New York Closes Book On 'Data Pass' Marketing, Collects $10MM In Fines

Post-transaction company Affinion, which allegedly duped Web users into signing up for paid subscriptions to discount clubs, has agreed to pay $8 million to settle a probe by New York Attorney General Andrew Cuomo.

Additionally, Classmates Online, FTD, Inc. and three other companies that allegedly had deals with post-transaction companies have agreed to pay a total of $2 million.

The settlement resolves New York's investigation into "data pass" marketing, which occurs when online retail sites transfer customers' credit card information to third parties like Affinion, which then enrolled consumers in discount programs at a cost of up to $20 a month.

Affinion and the other major post-transaction companies, Webloyalty and Vertrue, recently changed their practices to require consumers to re-enter their credit card information in order to enroll in discount clubs.

Post-transaction outfits target consumers immediately after they made purchases on online retail sites by sending pop-up ads that offer discounts. In the past, people who clicked on the pop-ups landed on a site where they could enroll in coupon programs simply by providing their email address and clicking a 'yes' button. Many consumers later said they didn't realize that they were actually enrolling because they hadn't re-entered their credit card information.
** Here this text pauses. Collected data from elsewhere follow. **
PR #484, opened 2020-09-23
update nginxinc/nginx-unprivileged:1.18-alpine sha & add hugo 0.75.1

ubergesundheit:
docs needs an upgrade. I want to use these container images.

### DIFF
--- a/images.yaml
+++ b/images.yaml
@@ -333,7 +333,7 @@
   tags:
   - sha: 2d55b56b04c06a4992729ad5430d2fae1a6833bd9c4a87a00173ff4563bbee40
     tag: 1.17-alpine
-  - sha: ae4131942b2e200dd06cbc52915b6972275ad56d1a37788661d65ead039d3cf3
+  - sha: 94da2c39b836871c1f15c49e150a5e7d9c8b24dcc5c8d6c557fee1300f2cbb0b
     tag: 1.18-alpine
 - name: omnition/opencensus-collector
   patterns:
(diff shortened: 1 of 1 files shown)


images.yaml
```diff
@@ -333,7 +333,7 @@
   tags:
   - sha: 2d55b56b04c06a4992729ad5430d2fae1a6833bd9c4a87a00173ff4563bbee40
     tag: 1.17-alpine
-  - sha: ae4131942b2e200dd06cbc52915b6972275ad56d1a37788661d65ead039d3cf3
+  - sha: 94da2c39b836871c1f15c49e150a5e7d9c8b24dcc5c8d6c557fee1300f2cbb0b
```
stone-z, line 336: Why are we moving tags?

ubergesundheit: its newer. But if this is not how we do things, we can use the old sha.

stone-z: I see, it looks like upstream moves tags? That is unfortunate. Then yeah, I guess this would be the most consistent with them.

ubergesundheit: So whats your opinion? Leave the sha alone or use the newer one? Could you approve?

stone-z (approved):
Someone asked for semver tags [here](https://github.com/nginxinc/docker-nginx-unprivileged/issues/48#issuecomment-694952836). Would be great if that happened but until then this is ok with me

stone-z:
Someone asked for semver tags [here](https://github.com/nginxinc/docker-nginx-unprivileged/issues/48). Would be great if that happened but until then this is ok with me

Affinion said in a statement that it had ended datapass practices "in an effort to improve the quality of its marketing."

Cuomo isn't the only politician to take aim at datapass marketing. Senate Commerce Committee Chairman Jay Rockefeller (D-W.Va.), who spearheaded a senate probe into "mystery charges," has proposed banning companies from enrolling consumers in paid-subscription programs unless the consumers entered their credit card numbers and agreed to the program.

Rockefeller's measure also would restrict online companies' ability to use "negative options," which often involves offering people free trials and then charging them unless they cancel the plan.

A recent senate report found that Web companies garnered more than $1.4 billion in the last decade through post-transaction programs. The report additionally identified 19 companies that made more than $10 million each through partnerships with post-transaction companies. Those businesses include,, Fandango, Orbitz, Shutterfly and Travelocity. alone earned more than $70 through such arrangements, according to the report.

Classmates agreed to pay nearly $1 million to settle Cuomo's investigation, while FTD, Inc. agreed to fork over $640,000.